TASK TO CARRY OUT
Show every line in the records below that contains the word "ChannelOptions".

BEGIN WORKING DATA

PR #718, opened 2018-10-02
Add a way to signal when a Channel has closed

witriew:
Channel has Close() and Closed() methods that tells a Channel to close
and returns whether the Channel is already closed, respectively.  This
adds a CloseChan() that returns a channel that will close once the
Channel has completed closing.

### DIFF
--- a/channel.go
+++ b/channel.go
@@ -157,6 +157,7 @@ type Channel struct {
 	relayTimerVerify    bool
 	handler             Handler
 	onPeerStatusChanged func(*Peer)
+	closed              chan struct{}
 
 	// mutable contains all the members of Channel which are mutable.
 	mutable struct {
@@ -257,6 +258,7 @@ func NewChannel(serviceName string, opts *ChannelOptions) (*Channel, error) {
 		relayHost:         opts.RelayHost,
 		relayMaxTimeout:   validateRelayMaxTimeout(opts.RelayMaxTimeout, logger),
 		relayTimerVerify:  opts.RelayTimerVerification,
+		closed:            make(chan struct{}),
 	}
 	ch.peers = newRootPeerList(ch, opts.OnPeerStatusChanged).newChild()
 
@@ -758,12 +760,20 @@ func (ch *Channel) connectionCloseStateChange(c *Connection) {
 
 func (ch *Channel) onClosed() {
 	removeClosedChannel(ch)
+
+	close(ch.closed)
 	ch.log.Infof("Channel closed.")
 }
 
 // Closed returns whether this channel has been closed with .Close()
 func (ch *Channel) Closed() bool {
 	return ch.State() == ChannelClosed
+}
+
+// ClosedChan returns a channel that will close when the Channel has completely
+// closed.
+func (ch *Channel) ClosedChan() <-chan struct{} {
+	return ch.closed
 }
 
 // State returns the current channel state.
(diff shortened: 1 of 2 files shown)


testutils/test_server.go
```diff
@@ -294,6 +294,9 @@ func (ts *TestServer) addChannel(createChannel func(t testing.TB, opts *ChannelO
 func (ts *TestServer) close(ch *tchannel.Channel) {
 	ch.Close()
 	ts.waitForChannelClose(ch)
```
prashantv: can we replace the `waitForChannelClose` with a select statement on the channel instead? The `select` should have a timeout as well.

we should remove all existing loops where we wait for close with the channel instead

channel.go
```diff
@@ -758,6 +760,16 @@ func (ch *Channel) connectionCloseStateChange(c *Connection) {
 
 func (ch *Channel) onClosed() {
 	removeClosedChannel(ch)
+
+	ch.mutable.Lock()
+	select {
+	case <-ch.mutable.closed:
```
prashantv: Do we need this check, I think `onClosed` is guaranteed to only happen once right?

channel.go
```diff
@@ -281,6 +282,7 @@ func NewChannel(serviceName string, opts *ChannelOptions) (*Channel, error) {
 	}
 	ch.mutable.state = ChannelClient
 	ch.mutable.conns = make(map[uint32]*Connection)
+	ch.mutable.closed = make(chan struct{})
```
prashantv: why is `closed` mutable?  I think it's immutable (set on channel creation) and should only ever be closed once

channel.go
```diff
@@ -758,6 +760,16 @@ func (ch *Channel) connectionCloseStateChange(c *Connection) {
 
 func (ch *Channel) onClosed() {
 	removeClosedChannel(ch)
+
+	ch.mutable.Lock()
```
prashantv: see above, don't think this is mutable or needs a lock

testutils/test_server.go
```diff
@@ -293,7 +292,16 @@ func (ts *TestServer) addChannel(createChannel func(t testing.TB, opts *ChannelO
 // it waits for the channels to close.
 func (ts *TestServer) close(ch *tchannel.Channel) {
 	ch.Close()
-	ts.waitForChannelClose(ch)
+
+	select {
+	case <-time.After(500 * time.Millisecond):
```
prashantv: * use `testutils.Timeout` -- the value should be scaled up in slwoer environments.
 * The previous code did 60 iterations, each iteration taking i * 100 microseconds. i think this means we waited 100 microseconds * (1 + 2 + 3 + ... 60). That ends up being roughly 1800 * 100 microseconds or 180ms. This is a slight bump up (probably needed because we weren't using `testutils.Timeout`. I'm OK with keeping this higher, but can we test if 200ms works OK?

testutils/test_server.go
```diff
@@ -293,7 +292,16 @@ func (ts *TestServer) addChannel(createChannel func(t testing.TB, opts *ChannelO
...
+		ts.Errorf("Channel %p did not close after 500 ms, last state: %v", ch, ch.State())
```
prashantv: once we use `Timeout(500ms)`, we might want to use the same value here

testutils/test_server.go
witriew: I tried this with 250ms and it was still failing, https://travis-ci.org/uber/tchannel-go/builds/436414905.

channel.go
witriew: Makes sense.  Moved it out of `mutable`.

channel.go
witriew: I thought so too, but it looks like it's called from both `Close` and `connectionCloseStateChange`.

And the tests appear to fail if I don't guard it.

testutils/test_server.go
witriew: Errrp.. looks like I missed

```
export TEST_TIMEOUT_SCALE=20
```

Sounds like 200ms should work and then the Travis scaling should let it work.

channel.go
```diff
@@ -758,6 +761,14 @@ func (ch *Channel) connectionCloseStateChange(c *Connection) {
 
 func (ch *Channel) onClosed() {
 	removeClosedChannel(ch)
+
+	select {
+	case <-ch.closed:
+		// Do nothing if already closed.
```
prashantv: Why would it already be closed? Only if we have a bug right? We can either:
 - always close (which would panic in prod if we closed an already closed channel). since channels aren't created dynamically anyway, this seems OK
 - log an error if the channel's already closed

channel.go
```diff
@@ -266,6 +267,8 @@ func NewChannel(serviceName string, opts *ChannelOptions) (*Channel, error) {
 		ch.handler = channelHandler{ch}
 	}
 
+	ch.closed = make(chan struct{})
```
prashantv: can you add this field to the channel constructor,
```
  closed: make(chan struct{}),
```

END WORKING DATA

RESPONSE TO THE TASK
@@ -257,6 +258,7 @@ func NewChannel(serviceName string, opts *ChannelOptions) (*Channel, error) {
@@ -281,6 +282,7 @@ func NewChannel(serviceName string, opts *ChannelOptions) (*Channel, error) {
@@ -266,6 +267,8 @@ func NewChannel(serviceName string, opts *ChannelOptions) (*Channel, error) {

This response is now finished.